Approved for trial (25 edits). Please provide a link to the relevant contributions and/or diffs when the trial is complete. Primefac (talk) 18:15, 26 December 2018 (UTC)Reply[reply]

@Primefac: It is still doing it incorrectly sometimes. For example, if it is [[https://www.google.co.uk]], it is replacing it with [https://www.google.co.uk ] which is wrong. We don't need a space before the last square bracket. Pkbwcgs (talk) 19:03, 26 December 2018 (UTC)Reply[reply]
So put in a secondary find/replace for _] (_ used to indicate a space) and replace with ]. Primefac (talk) 20:13, 26 December 2018 (UTC)Reply[reply]
@Primefac: That is still not working properly. It is now unable to identify the link with double brackets. Pkbwcgs (talk) 20:28, 26 December 2018 (UTC)Reply[reply]
Well, the other option is to just do two find statements.
  1. \[\[(http[^ \|]*?)]][$1]
  2. \[\[(http.*?)(?:(?: |\|)(.*?))?]][$1 $2]
Do them in that order and it will catch everything. Primefac (talk) 17:59, 27 December 2018 (UTC)Reply[reply]
@Primefac: There is still that annoying space before the closing square bracket of the external link. Do you know how can I get AWB to perform the regular expressions in order like you stated. Pkbwcgs (talk) 18:58, 27 December 2018 (UTC)Reply[reply]
The order you put them into AWB is the order they'll run. Primefac (talk) 18:59, 27 December 2018 (UTC)Reply[reply]
@Primefac: Trial complete. That was better. Trial edits are located here. The RegEx worked out well for this task. Pkbwcgs (talk) 19:16, 27 December 2018 (UTC)Reply[reply]
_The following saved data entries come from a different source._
PR #5452, opened 2025-10-19
db: remove unnecessary metric updates

RaduBerinde:
When we apply a new version, we also pass "delta metrics" that are
added to the current `LevelMetrics`.

Some of `LevelMetrics` fields (like table counts/sizes, estimated
ref size) are reset from the `LevelMetadata` from the new version.
These fields don't require maintenance through the delta metrics.

This change removes the ineffectual code which attempts to keep these
fields updated through the delta metrics.


RaduBerinde:
TFTR!

PR #5453, opened 2025-10-19
crl-release-25.4: db: add fail-safe to the delete pacer

RaduBerinde:
logic fails to keep up.

Release justification: mitigation of serious condition encountered in production.

CC @cockroachdb/release 

Informs #5424


sumeerbhola (approved):
:lgtm: 

> *[Reviewable](https://reviewable.io/reviews/cockroachdb/pebble/5453#-:-Oc0w4sD5rWzqxV5XEQL:bg7igkv)* status: 0 of 2 files reviewed, all discussions resolved (waiting on @jbowens)

PR #5456, opened 2025-10-19
crl-release-24.3: db: add fail-safe to the delete pacer

RaduBerinde:
logic fails to keep up.

Release justification: mitigation of serious condition encountered in
production.

Informs #5424


RaduBerinde:
TFTR!

PR #515, opened 2024-06-09
Hotfix/1.1.1

trasher:


trasher:
Replaced by https://github.com/galette/galette/pull/516

PR #537, opened 2024-09-19
Update PdfMembersCards.php

TheFab21:
Update PdfMembersCards.php
correct pb with landscape logos
adaptive fontsize  for the banner

### DIFF
--- a/galette/lib/Galette/IO/PdfMembersCards.php
+++ b/galette/lib/Galette/IO/PdfMembersCards.php
@@ -64,6 +64,7 @@ class PdfMembersCards extends Pdf
     private float $wlogo;
     private float $hlogo;
     private string $logofile;
+    private int $nb_car;
 
     /**
      * Main constructor, set creator and author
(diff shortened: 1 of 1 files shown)


galette/lib/Galette/IO/PdfMembersCards.php
```diff
@@ -308,13 +309,17 @@ public function drawCards(array $members): void
...
+				$nb_car = 12 ;
+				}
             $this->SetFillColor($fcol['R'], $fcol['G'], $fcol['B']);
             $this->SetTextColor(
                 $this->tcol['R'],
                 $this->tcol['G'],
                 $this->tcol['B']
             );
-            $this->SetFont(self::FONT, 'B', 8);
+            $this->SetFont(self::FONT, 'B', $nb_car);
```
trasher, line 322: Well, I'm not sure at all since the value is either arbitrary; or calculated a way I do not understand.

trasher:
See #535; which include fix provided on discord channel. To enable adaptative cards, the `GALETTE_ADAPTATIVE_CARDS` must be set to @true@ in `galette/config/behavior.inc.php`.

 Approved. As far as the edits themselves, they're perfectly fine. The pages where they're found, and how they're used, are another matter entirely. I would suggest periodically piping the edit list to the MOS and GOCE wikiprojects so that they can fix them. Primefac (talk) 02:38, 28 December 2018 (UTC)Reply[reply]

The above discussion is preserved as an archive of the debate. Please do not modify it. To request review of this BRFA, please start a new section at WT:BRFA.